Forum Moderators: open

Message Too Old, No Replies

Hit-and-run spidering?

         

jomaxx

5:20 pm on Aug 19, 2003 (gmt 0)

WebmasterWorld Senior Member 10+ Year Member



In the past couple of months I've been hit by numerous cases where a user comes in, clicks every link on the page within a few seconds, and then leaves again. In other words, they download all the linked pages but do not follow the links on those pages.

They never download images. The referrer id tends to be empty. The user agent varies but is always innocuous (Mozilla/Windows). A wide range of IP's are used, but they tend to trace back to Nigeria or to ISP's with names like "New Skies Satellites N.V." or "GILAT-SATCOM".

Anybody else seeing this or have any idea what this could be?

killroy

5:31 pm on Aug 19, 2003 (gmt 0)

WebmasterWorld Senior Member 10+ Year Member



Been seing th esame thing. One off spiderings with generic UAs containing standard identifiers. Various geographical sources.

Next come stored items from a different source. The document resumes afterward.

PR #1903, opened 2024-03-23
Add SourceMirror plugins (reworked)

abderrahim:


src/buildstream/_pluginfactory/sourcemirrorfactory.py
```diff
@@ -62,9 +62,9 @@ def create(self, context: "Context", project: "Project", node: MappingNode) -> S
         #
         kind = node.get_str("kind", None)
         if kind is None:
-            plugin_type = SourceMirror
-        else:
-            plugin_type, _ = self.lookup(context.messenger, kind, node)
+            kind = "legacy"
```
gtristan: I see what you're doing here, by making the default way of handling source mirrors a subclass of the base class instead of the base class.

I agree with this logic but I would not like to call it _"legacy"_, as that implies that it is old and unused, maybe we could call it _"default"_ or similar.

src/buildstream/sourcemirror.py
```diff
@@ -103,22 +110,35 @@ def __init__(
...
+        assert self.__aliases is not None, "Didn't set aliases during configuring time"
+        if alias in self.__aliases:
+            return [self]
+        return []
 
     ##########################################################
     #                        Public API                      #
     ##########################################################
+
+    def set_supported_aliases(self, aliases: List[str]):
```
gtristan, line 139: Nit, please use the standard docstrings for public API...

This one is missing:

```
Args:
   aliases: The list of ponies on the rainbow
```

src/buildstream/sourcemirror.py
```diff
@@ -93,6 +93,13 @@ class SourceMirror(Plugin):
     # The SourceMirror plugin type is only supported since BuildStream 2.2
     BST_MIN_VERSION = "2.2"
 
+    COMMON_CONFIG_KEYS = ["name", "kind"]
```
gtristan: I've always considered this to be an imperfection which we did exclusively for `Source` definitions, and feel regret for this inconsistency, it seems delicate to try to share the namespace between the core object and subclasses.

I would be more comfortable with:

```yaml
name: sonya
kind: pony
config:
   fur: pink
   tail: yellow
```

src/buildstream/_pluginfactory/sourcemirrorfactory.py
abderrahim: Yeah, I was considering that. I thought we might want to have `default` mirror plugin with a better usability (adding support for extra data, maybe dropping the multiple urls per alias) while keeping compatibility with the old mirrors.

If you think we can make improvements without breaking compatibility, I can change it to `default`.

src/buildstream/sourcemirror.py
abderrahim: The main reason I did this is to be able to implement the "legacy" plugin as a regular plugin (so that it can have `aliases` in the main dictionary). I have since added some special casing to it, but I'm still not sure how this could be done.

src/buildstream/_project.py
```diff
@@ -382,12 +402,18 @@ def alias_exists(self, alias, *, first_pass=False):
...
-    #    alias (str): The alias.
-    #    first_pass (bool): Whether to use first pass configuration (for junctions)
-    #    tracking (bool): Whether we want the aliases for tracking (otherwise assume fetching)
+    #    alias: The alias.
+    #    first_pass: Whether to use first pass configuration (for junctions)
+    #    tracking: Whether we want the aliases for tracking (otherwise assume fetching)
+    #
+    # Returns:
+    #    A list of (SourceMirror, string) tuples with each alias substitution found along
+    #    with the SourceMirror object which produced it.
```
juergbi: As far as I can tell, this returns a list with elements that can be strings (alias substitution for the legacy/default implementation) or mirror objects, not a list of tuples. These lists/values of imprecise type are passed through various functions that expect a string (according to the parameter type). Is this something you're still working on or am I misreading the code?

src/buildstream/sourcemirror.py
```diff
@@ -0,0 +1,166 @@
...
+
+    def translate_url(
+        self,
+        *,
+        project_name: str,
+        alias: str,
+        alias_url: str,
+        alias_substitute_url: Optional[str],
+        source_url: str,
+        extra_data: Optional[Dict[str, Any]],
```
juergbi: You no longer intend to change this method signature as per the discussion on the mailing list?

src/buildstream/_project.py
abderrahim: Indeed. I changed the code and forgot to change the comment.

src/buildstream/sourcemirror.py
abderrahim: Python :shrug: 

I did indeed change where it is used, but forgot it here (and noticed it when trying to address Tristan's comments).

src/buildstream/_project.py
abderrahim: > These lists/values of imprecise type are passed through various functions that expect a string (according to the parameter type)

Forgot to change the type annotations.

abderrahim: Updated.

src/buildstream/_pluginfactory/sourcemirrorfactory.py
abderrahim: Changed it to default

src/buildstream/source.py
```diff
@@ -721,31 +727,64 @@ def translate_url(
...
+
+            assert override_mirror is not None, f"{alias_override} or {self.__alias_override}"
+
+            if isinstance(override_mirror, str):
+                return override_mirror + url_body
+            #
+            # Delegate the URL translation to the SourceMirror plugin
+            #
+            return override_mirror.translate_url(
+                project_name=project.name,
```
juergbi: The `project_name` parameter has been removed from `SourceMirror.translate_url()`.

tests/frontend/project/sourcemirrors/mirror.py
```diff
@@ -0,0 +1,39 @@
...
+        aliases = node.get_mapping("aliases")
+        for alias_name, url_list in aliases.items():
+            self.aliases[alias_name] = url_list.as_str_list()
+
+        self.set_supported_aliases(self.aliases.keys())
+
+    def translate_url(
+        self,
+        *,
+        project_name: str,
```
juergbi: The `project_name` parameter has been removed from `SourceMirror.translate_url()`.

src/buildstream/plugins/sourcemirrors/default.py
```diff
@@ -0,0 +1,30 @@
+from typing import Optional, Dict, List, Any, TYPE_CHECKING
+
+from buildstream import SourceMirror, MappingNode, SequenceNode, SourceMirrorError
+
+
+class AliasesSourceMirror(SourceMirror):
+    BST_MIN_VERSION = "2.1"  # temporary
```
juergbi: Do you want to fix this up before merging or what's the plan? Is there an issue with simply creating a 2.2.0.dev0 tag now?

src/buildstream/sourcemirror.py
gtristan: I would say:

* Don't expose `COMMON_CONFIG_KEYS` as public API
* Keep `"aliases"` as a special/different configuration for the default SourceMirror type
* Don't allow other/user implemented `SourceMirror` plugins to extend configuration in the main `mirror` namespace (only under `config`)

I'd be happy if the base class simply made a special case for the `"default"` SourceMirror plugin type, passing it the `node` directly to `self._configure()` rather than passing the `config` dictionary for every other case.

src/buildstream/plugins/sourcemirrors/default.py
gtristan: That sounds sensible to me, we should probably branch 2.1 just in case in advance, and we can have as many `dev0`, `dev1` etc tags as we want in master until 2.2.

abderrahim: We already have a [bst-2.1 branch](https://github.com/apache/buildstream/tree/bst-2.1). It's just a matter of making a tag.

src/buildstream/sourcemirror.py
```diff
@@ -0,0 +1,169 @@
...
+    ):
+        # Note: the MappingNode passed here is already expanded with
+        #       the project level base variables, so there is no need
+        #       to expand them redundantly here.
+        #
+
+        # Special case for the default plugin
+        kind = node.get_str("kind", "default")
+        if kind == "default":
+            node.validate_keys(["name", "kind", "aliases"])
```
gtristan: We can drop this validation, as we do it in the "default" plugin at `Plugin.configure()` time anyway.

PR #1906, opened 2024-03-28
Support mapping subproject aliases to aliases of the parent project

abderrahim:


src/buildstream/plugins/elements/junction.py
```diff
@@ -361,6 +369,16 @@ def configure(self, node):
                 )
             self.overrides[key] = junction_name
 
+        # Map from subproject alias to local alias
+        self.aliases = node.get_mapping("aliases", default={})
+        self.map_aliases = node.get_bool("map-aliases", default=False)
```
juergbi, line 374: This isn't a bool.

src/buildstream/_project.py
```diff
@@ -786,7 +815,14 @@ def _load(self, *, parent_loader=None, provenance_node=None):
 
         # Junction configuration
         junctions_node = pre_config_node.get_mapping("junctions", default={})
-        junctions_node.validate_keys(["duplicates", "internal"])
+        junctions_node.validate_keys(["duplicates", "internal", "disallow-subproject-uris"])
+
+        if self.junction and not self.junction._get_project().disallow_subproject_uris:
```
juergbi, line 848:
```suggestion
        if self.junction and self.junction._get_project().disallow_subproject_uris:
```

src/buildstream/_project.py
```diff
@@ -220,6 +221,17 @@ def translate_url(self, url, *, first_pass=False):
...
             if alias_url:
+                if self.junction:
+                    parent_project = self.junction._get_project()
+                    parent_alias = self.junction.get_parent_alias(url_alias)
+                    if parent_alias:
+                        # Delegate translation to parent project
+                        return parent_project.translate_url(
+                            parent_alias + utils._ALIAS_SEPARATOR + url_body, first_pass=first_pass
+                        )
+                    elif parent_project.disallow_subproject_uris:
```
gtristan, line 252: This logic looks backwards, is this an artifact of having changed `allow_subproject_uris` to `disallow_subproject_uris` ?

It looks to me like we should instead have:

```python
if not disallow_subproject_uris and parent_alias:
   return parent_project.translate_url(...)
```

Rather than delegating `translate_url()` to the parent project *before* checking if that is allowed.

src/buildstream/_project.py
```diff
@@ -396,6 +416,15 @@ def get_alias_uris(self, alias, *, first_pass=False, tracking=False):
         if not alias or alias not in config._aliases:  # pylint: disable=unsupported-membership-test
             return [None]
 
+        if self.junction:
+            parent_project = self.junction._get_project()
+            parent_alias = self.junction.get_parent_alias(alias)
+            if parent_alias:
+                # Delegate translation to parent project
+                return parent_project.get_alias_uris(parent_alias, first_pass=first_pass, tracking=tracking)
+            elif parent_project.disallow_subproject_uris:
```
gtristan, line 452: Same comment, is this logic still correct after changing `allow_subproject_uris` for `disallow_subproject_uris` ?

gtristan:
In general I think this patch is probably right, I'm mostly confused by the added project.conf `junctions` configuration `disallow_subproject_uris`.

I think my previous comments can be discarded, but I'd like this patch to:
* Come with the `doc/source/format_project.rst` changes describing what exactly this new configuration does
* Ideally come with a test validating that this does what it is intended to do

src/buildstream/_project.py
juergbi: If the junction has a mapping from the subproject alias to a parent project alias, `translate_url()` should be delegated to the parent project independent of whether the parent project enforces this delegation or not.

If we want to support alias mappings in junctions only if the parent project enforces delegation for all aliases, we should instead report an error when encountering an alias mapping in a junction (as it would otherwise be unused, which would only cause confusion). However, I don't see a reason for such a restriction.

juergbi:
> In general I think this patch is probably right, I'm mostly confused by the added project.conf `junctions` configuration `disallow_subproject_uris`.
> 
> I think my previous comments can be discarded, but I'd like this patch to:
> 
>     * Come with the `doc/source/format_project.rst` changes describing what exactly this new configuration does

I've pushed a branch with initial documentation of the new flag: https://github.com/apache/buildstream/tree/juerg/junction-aliases

Edit: This and other changes are now reviewable at https://github.com/apache/buildstream/pull/1910

abderrahim:
Superseded by #1910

Could this be a malicious attempt to steal, repackage and use content for short term profits?

SN

dmorison

5:48 pm on Aug 19, 2003 (gmt 0)

WebmasterWorld Senior Member 10+ Year Member



Could they be from users browsing with web accelerator software installed...

It was all the rage a couple of years ago; but I admit I've not seen them advertised recently. They're the sort of thing that came on magazine cover CD's.

They worked as a local caching proxy; If you visit a page they start downloading all linked pages for you in the background whilst you're reading the first page.

jomaxx

6:18 pm on Aug 19, 2003 (gmt 0)

WebmasterWorld Senior Member 10+ Year Member



It's never connected to an actual user session on the same IP address, but that's why I mentioned the odd satellite/Nigeria connection; I wonder if some satellite-connection ISP could be forward-cacheing pages for its users.

mcavic

8:30 pm on Aug 24, 2003 (gmt 0)

WebmasterWorld Senior Member 10+ Year Member



For the past several months, I've had a machine hitting my home page *every day*, and then following all of the links. Always from the same IP, same UA, etc.

What makes it strange is that it comes in from a Looksmart SERP as if it was a user searching for my domain name. Also, I used to have a GET form on my home page, and it even submitted the form each time.

dhcp065-025-124-121.neo.rr.com - - [24/Aug/2003:14:33:55 -0500] "GET / HTTP/1.1" 200 2392 "http*//rr.looksmart.com/r_se
arch?l&iacs&key=www.+domain.com&search=0" "Mozilla/4.0 (compatible; MSIE 6.0; Windows 98; Win 9x 4.90; H010818;
.NET CLR 1.0.3705)"

It could be someone that has my page on auto-synchronize, but then why would it have submitted the form?

dmorison

9:19 pm on Aug 24, 2003 (gmt 0)

WebmasterWorld Senior Member 10+ Year Member



It could be someone that has my page on auto-synchronize, but then why would it have submitted the form?

I think there's a broken proxy server (MS, Inktomi) in the wild that under the right set of conditions will begin repeat requests over and over again; at regular intervals for weeks/months/whatever.

I have a whole list of IP's that are firewalled because something originating from them, and I have no idea what other than the theory above, went mad.